Instead, you made a claim that Facebook was a poor choice of medium because
women aged 18-25 are walking away from the service in droves. You said they
were walking away because:

 _But young women are really walking away these days because they find any
picture of them on facebook is quickly harvested for use by some shady dating
website. As one student expressed it to me, facebook has a "serious creep
factor". So nobody should be surprised that a fashion mag lost money on
facebook ads._

A statement like that needs some proof. If you have any, I would love to read
it, but until then, I'll argue that Facebook has an immense amount of data and
extremely fine-grained targeting options.
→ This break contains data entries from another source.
PR #1872, opened 2023-02-06
PMax Assets: Preprocessing for API integrations

eason9487:

This PR implements the preprocessing for 📌 [Integrating with backend APIs](https://github.com/woocommerce/google-listings-and-ads/issues/1787#fe-integrating-apis) in #1787.

In order to avoid the subsequent PR of the API integrations being too large, some are split into preprocessing:

- Fix that the submission of "Skip adding assets" button is blocked when creating and updating campaigns.
- Rename the **asset-specs.js** file to **assetSpecs.js** since most non-component file names were using camel case naming.
- Remove a misplaced test from the **validateAssetGroup.test.js** (https://github.com/woocommerce/google-listings-and-ads/commit/2185ff13acfcf100868d6122ed8e0c3f55c3efb9)
- Create constants for the keys of asset group and related data structures as they will be wildly used later.
- Adjust the type definitions of asset group and related data structures to map to the response of asset groups and suggested assets. (Examples of the different API responses are shown in the **Additional details** section below or can be found in the implementation of #1874.)
- Update the values of the Call To Action options in the `AssetGroupCard` because the actual values should be the small cases.
- Cast the type of the empty `assets` in the response of the asset groups fetching API from array to object. So that the `assets` will always be the JSON object type.

2. Check if the "Continue" is enabled after entering valid audiences and the budget.
3. Go to the second step.
4. Check if the "Skip adding assets" can proceed with the campaign creation.

### Additional details:

An example data structure of `GET assets/suggestions?id=ID` response:

```json
{
  "headline": [
    "Beanie with Logo"
  ],
  "long_headline": [
    "Cat Pota: Beanie with Logo"
  ],
  "description": [
    "This is a simple product.",
    "Just another WordPress site"
  ],
  "logo": [],
  "business_name": "Cat Pota",
  "square_marketing_image": [
    "https://wp.test/wp-content/uploads/2021/01/beanie-with-logo-1.jpg"
  ],
  "marketing_image": [
    "https://wp.test/wp-content/uploads/2021/01/beanie-with-logo-1-800x418.jpg"
  ],
  "call_to_action_selection": null,
  "display_url_path": [
    "beanie-with-logo"
  ],
  "final_url": "https://wp.test/product/beanie-with-logo/"
}
```

An example data structure of `GET ads/campaigns/asset-groups?campaign_id=ID` response:

```json
[
  {
    "id": 6459681012,
    "final_url": "https://easonsu.a8c-localtunnel.cyou",
    "display_url_path": [
      "path-1",
      "path-2"
    ],
    "assets": {
      "square_marketing_image": [
        {
          "id": 63949253641,
          "content": "https://tpc.googlesyndication.com/simgad/13484709713110638229"
        }
      ],
      "marketing_image": [
        {
          "id": 63960463580,
          "content": "https://tpc.googlesyndication.com/simgad/6228362817145174537"
        }
      ],
      "logo": [
        {
          "id": 63960606224,
          "content": "https://tpc.googlesyndication.com/simgad/4585804890802605392"
        }
      ],
      "headline": [
        {
          "id": 67311903986,
          "content": "headline-1"
        },
        {
          "id": 67311903989,
          "content": "headline-2"
        },
        {
          "id": 67311903992,
          "content": "headline-3"
        }
      ],
      "long_headline": [
        {
          "id": 67311904001,
          "content": "long-headline"
        }
      ],
      "business_name": {
        "id": 67311904004,
        "content": "Cat Pota"
      },
      "description": [
        {
          "id": 70205253686,
          "content": "description-1"
        },
        {
          "id": 70205253689,
          "content": "description-2"
        }
      ]
    }
  }
]
```


js/src/data/types.js
```diff
@@ -9,7 +9,33 @@
...
+ */
+
+/**
+ * @typedef {Object} AssetsDictionary
+ * @property {AssetEntity} [business_name] The name of merchant's business or brand.
+ * @property {AssetEntity[]} [headline] The headlines for the ad.
+ * @property {AssetEntity[]} [long_headline] The headlines for the larger ad.
+ * @property {AssetEntity[]} [description] The descriptive text for the ad to provide additional context or details.
+ * @property {AssetEntity[]} [marketing_images] The URLs of the landscape images.
+ * @property {AssetEntity[]} [square_marketing_images] The URLs of the square images.
```
eason9487, line 28: These property names are incorrect and have been fixed in PR #1873. Ref: https://github.com/woocommerce/google-listings-and-ads/pull/1873#discussion_r1099983959

js/src/data/types.js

Therefore, if you plan and monitor
an intelligent campaign, it remains a decent advertising medium.

------
t0mbstone
The real problem is that facebook fans are useless, because even if you have
them, 95% of them still won't see your posts unless you pay to boost them.
Fans are effectively an illusion.

------
strictnein
The original article this is based on, if you want more info:
[http://www.businessinsider.com/mans-600000-facebook-ad-
disas...](http://www.businessinsider.com/mans-600000-facebook-ad-
disaster-2014-2)

------
commentzorro
Is this an ad or an article? It's Both! Extremely well done job of blurring
the line between the two while keeping things compelling. Kudos to you,
Adespresso.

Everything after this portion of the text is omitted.